- [Dataset entries]:
/---

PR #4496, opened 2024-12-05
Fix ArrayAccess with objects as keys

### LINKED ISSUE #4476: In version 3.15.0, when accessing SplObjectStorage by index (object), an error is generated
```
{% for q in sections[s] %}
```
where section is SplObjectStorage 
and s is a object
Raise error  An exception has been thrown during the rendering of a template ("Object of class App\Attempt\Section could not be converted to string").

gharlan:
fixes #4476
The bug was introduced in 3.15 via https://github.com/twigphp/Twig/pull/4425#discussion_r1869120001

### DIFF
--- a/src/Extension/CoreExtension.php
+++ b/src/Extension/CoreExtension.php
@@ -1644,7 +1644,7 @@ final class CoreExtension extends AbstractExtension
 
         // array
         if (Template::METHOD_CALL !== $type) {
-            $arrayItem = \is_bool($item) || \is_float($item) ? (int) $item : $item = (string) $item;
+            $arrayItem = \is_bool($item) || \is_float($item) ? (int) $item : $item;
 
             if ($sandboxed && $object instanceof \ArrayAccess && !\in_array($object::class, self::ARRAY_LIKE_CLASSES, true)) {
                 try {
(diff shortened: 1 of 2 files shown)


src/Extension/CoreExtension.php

\---
/---

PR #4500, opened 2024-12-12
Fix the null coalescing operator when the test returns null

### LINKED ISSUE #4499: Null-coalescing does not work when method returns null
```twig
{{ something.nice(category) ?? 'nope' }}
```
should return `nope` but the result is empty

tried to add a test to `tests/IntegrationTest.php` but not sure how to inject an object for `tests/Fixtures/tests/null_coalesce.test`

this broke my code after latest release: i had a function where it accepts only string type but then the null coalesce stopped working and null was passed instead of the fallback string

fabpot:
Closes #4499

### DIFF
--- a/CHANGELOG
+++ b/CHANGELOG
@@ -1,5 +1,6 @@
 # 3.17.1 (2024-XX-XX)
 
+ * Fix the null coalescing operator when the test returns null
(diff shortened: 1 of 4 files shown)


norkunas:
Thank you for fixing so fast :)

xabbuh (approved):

\---
/---

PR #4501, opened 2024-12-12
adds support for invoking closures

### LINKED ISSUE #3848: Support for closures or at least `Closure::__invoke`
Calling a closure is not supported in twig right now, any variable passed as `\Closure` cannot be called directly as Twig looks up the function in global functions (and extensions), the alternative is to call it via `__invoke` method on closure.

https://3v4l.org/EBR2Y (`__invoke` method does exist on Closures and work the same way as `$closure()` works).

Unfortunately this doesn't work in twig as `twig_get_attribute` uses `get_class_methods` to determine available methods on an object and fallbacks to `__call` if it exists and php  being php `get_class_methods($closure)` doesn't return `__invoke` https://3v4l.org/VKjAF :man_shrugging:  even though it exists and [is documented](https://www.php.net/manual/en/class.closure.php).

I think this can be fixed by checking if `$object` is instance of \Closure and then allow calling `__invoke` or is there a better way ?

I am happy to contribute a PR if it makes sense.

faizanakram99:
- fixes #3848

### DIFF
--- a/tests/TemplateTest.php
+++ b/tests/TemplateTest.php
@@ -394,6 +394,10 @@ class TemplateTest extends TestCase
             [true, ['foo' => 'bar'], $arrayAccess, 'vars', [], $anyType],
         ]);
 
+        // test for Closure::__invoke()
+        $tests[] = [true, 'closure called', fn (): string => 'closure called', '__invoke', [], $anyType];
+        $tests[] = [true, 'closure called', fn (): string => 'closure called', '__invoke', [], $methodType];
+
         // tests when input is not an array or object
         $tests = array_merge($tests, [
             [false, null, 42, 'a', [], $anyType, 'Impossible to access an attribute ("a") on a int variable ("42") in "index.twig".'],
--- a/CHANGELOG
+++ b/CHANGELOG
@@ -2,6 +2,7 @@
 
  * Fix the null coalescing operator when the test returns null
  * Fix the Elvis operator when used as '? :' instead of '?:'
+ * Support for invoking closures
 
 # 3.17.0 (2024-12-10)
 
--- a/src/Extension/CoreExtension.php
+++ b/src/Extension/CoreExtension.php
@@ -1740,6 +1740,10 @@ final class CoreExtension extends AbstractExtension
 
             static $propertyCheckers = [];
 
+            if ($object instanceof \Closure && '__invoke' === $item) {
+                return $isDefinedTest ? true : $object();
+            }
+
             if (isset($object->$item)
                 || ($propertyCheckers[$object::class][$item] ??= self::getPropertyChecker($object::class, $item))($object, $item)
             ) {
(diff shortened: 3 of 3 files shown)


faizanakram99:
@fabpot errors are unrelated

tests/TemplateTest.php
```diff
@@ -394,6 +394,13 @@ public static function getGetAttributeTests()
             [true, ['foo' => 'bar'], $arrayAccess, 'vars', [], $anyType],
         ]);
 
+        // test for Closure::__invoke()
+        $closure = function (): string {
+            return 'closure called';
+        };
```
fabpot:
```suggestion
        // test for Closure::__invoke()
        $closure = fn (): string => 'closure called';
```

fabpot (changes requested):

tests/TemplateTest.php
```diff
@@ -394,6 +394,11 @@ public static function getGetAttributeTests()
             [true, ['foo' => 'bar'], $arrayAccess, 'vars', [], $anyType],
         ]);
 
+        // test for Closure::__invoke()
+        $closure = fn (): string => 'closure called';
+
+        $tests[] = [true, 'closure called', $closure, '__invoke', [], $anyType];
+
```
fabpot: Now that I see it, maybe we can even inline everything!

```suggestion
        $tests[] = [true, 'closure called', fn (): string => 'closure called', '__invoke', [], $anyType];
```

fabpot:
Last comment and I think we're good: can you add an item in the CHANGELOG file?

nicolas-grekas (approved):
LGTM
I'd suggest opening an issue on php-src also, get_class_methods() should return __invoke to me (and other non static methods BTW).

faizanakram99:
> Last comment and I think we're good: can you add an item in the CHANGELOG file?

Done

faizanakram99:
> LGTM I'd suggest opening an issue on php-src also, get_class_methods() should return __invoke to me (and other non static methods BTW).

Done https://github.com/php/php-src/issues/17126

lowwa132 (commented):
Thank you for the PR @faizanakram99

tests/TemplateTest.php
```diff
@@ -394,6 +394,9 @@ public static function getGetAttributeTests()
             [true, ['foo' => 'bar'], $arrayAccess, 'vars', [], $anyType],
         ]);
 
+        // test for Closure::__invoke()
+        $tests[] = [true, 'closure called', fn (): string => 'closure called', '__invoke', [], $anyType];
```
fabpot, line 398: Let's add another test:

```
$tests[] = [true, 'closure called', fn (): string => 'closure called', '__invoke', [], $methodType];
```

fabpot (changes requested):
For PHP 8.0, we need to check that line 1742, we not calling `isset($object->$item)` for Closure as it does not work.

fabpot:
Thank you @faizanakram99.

\---

- [Exercise instructions]:
Go through the entries and filter for lines holding the word "propertyCheckers"; copy each match.

- [Answer below]:
             static $propertyCheckers = [];
                 || ($propertyCheckers[$object::class][$item] ??= self::getPropertyChecker($object::class, $item))($object, $item)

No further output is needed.